I don’t think we know that. (How big is KataGo anyway, 0.01b parameters or so?) We don’t have much scaling research on adversarial robustness, what we do have suggests that adversarial robustness does increase, the isoperimetry theory claims that scaling much larger than we currently do will be sufficient (and may be necessary), and the fact that a staggeringly large adversarial-defense literature has yet to yield any defense that holds up longer than a year or two before an attack cracks it & gets added to Clever Hans suggests that the goal of adversarial defenses for small NNs may be inherently impossible (and there is a certain academic smell to adversarial research which it shares with other areas that either have been best solved by scaling, or, like continual learning, look increasingly like they are going to be soon).
I don’t think it’s fair to compare parameter sizes between language models and models for other domains, such as games or vision.

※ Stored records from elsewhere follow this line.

Issue #43, opened 2013-10-17
Counting dates in CorsixTH


sadger:
Currently world.lua and possibly other files track the date in months (this stems from the original level files operating in months) meaning all over the code base there is explicit conversion of date in months to the actual month something like `actual_months = 1 + ((months - 1) mod 12)` i.e. 
- months = 12 = actual_months = 12 and
- months = 32 = actual_months = 8 (August of year 2) 

Ideas for solving this would be one of:
1. Track the actual_months separately either keep them updated or introduce functions to calculate them on the fly `get_actual_months(months)` 
2. Rework how counting is done either count years and month separately so
we always have the actual month, or just count in months and work out what 
year it is when required (currently knowing the year isn't a very common operation but a necessary one) 

The second way is my preferred way but this is really an open discussion.

Alberth289346:
The issue seems a little bigger than months.

There are also 'day' and 'hour' variables. Lots of code seems to be checking for a point in time by comparing day and month variables, or setting up future points in time by adding amounts to days or hours. In case of the former one then has to check for end-of-month cases, etc (earth quakes).

A direction for this issue could be to have a central notion world.current_time measured in hours since game-start, and relate all timing and timers to that notion.

The simplest form of that time notion would be a single integer, but I can also imagine a table or class with several fields. A table or class would allow keeping shadow variables like month_in_year, etc for reducing cpu costs in converting.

E.g., I believe AlphaZero is also only in the range of hundreds of millions of parameters? (quick google didn’t give me the answer)
I think there is a real difference between adversarial and natural distribution shifts, and without adversarial training, even large network struggle with adversarial shifts. So I don’t think this is a problem that would go away with scale alone. At least I don’t see evidence for it from current data (failure of defenses for small models is no evidence of success of size alone for larger ones).
One way to see this is to look at the figures in this plotting playground of “accuracy on the line”. This is the figure for natural distribution shift—the green models are the ones that are trained with more data, and they do seem to be “above the curve” (significantly so for CLIP, which are the two green dots reaching ~ 53 and ~55 natural distribution accuracy compared to ~60 and ~63 vanilla accuracy
In contrast, if you look at adversarial perturbations, then you can see that actual adversarial training (bright orange) or other robustness interactions (brown) is much more effective than more data (green) which in fact mostly underperform.
(I know you focused on “more model” but I think to first approximation “more model” and “more data” should have similar effects.)
I suppose you’re talking about this paper (https://arxiv.org/abs/2210.10760). It’s important to note that in the setting of this paper, the reward model is only trained on samples from the original policy, whereas GAN discriminators are constantly trained with new data. Section 4.3 touches briefly on the iterated problems, which is closer in setting to GANs, where we correspondingly expect a reduction in overoptimization (i.e the beta term).
It is definitely true that you have to be careful whenever you’re optimizing any proxy metric, and this is one big reason I feel kind of uncomfortable about proposals like RLHF/RRM. In fact, our setting probably underestimates the amount of overoptimization due to the synthetic setup. However, it does seem like GAN mode collapse is largely unrelated to this effect of overoptimization, and it seems like gwern’s claim is mostly about this.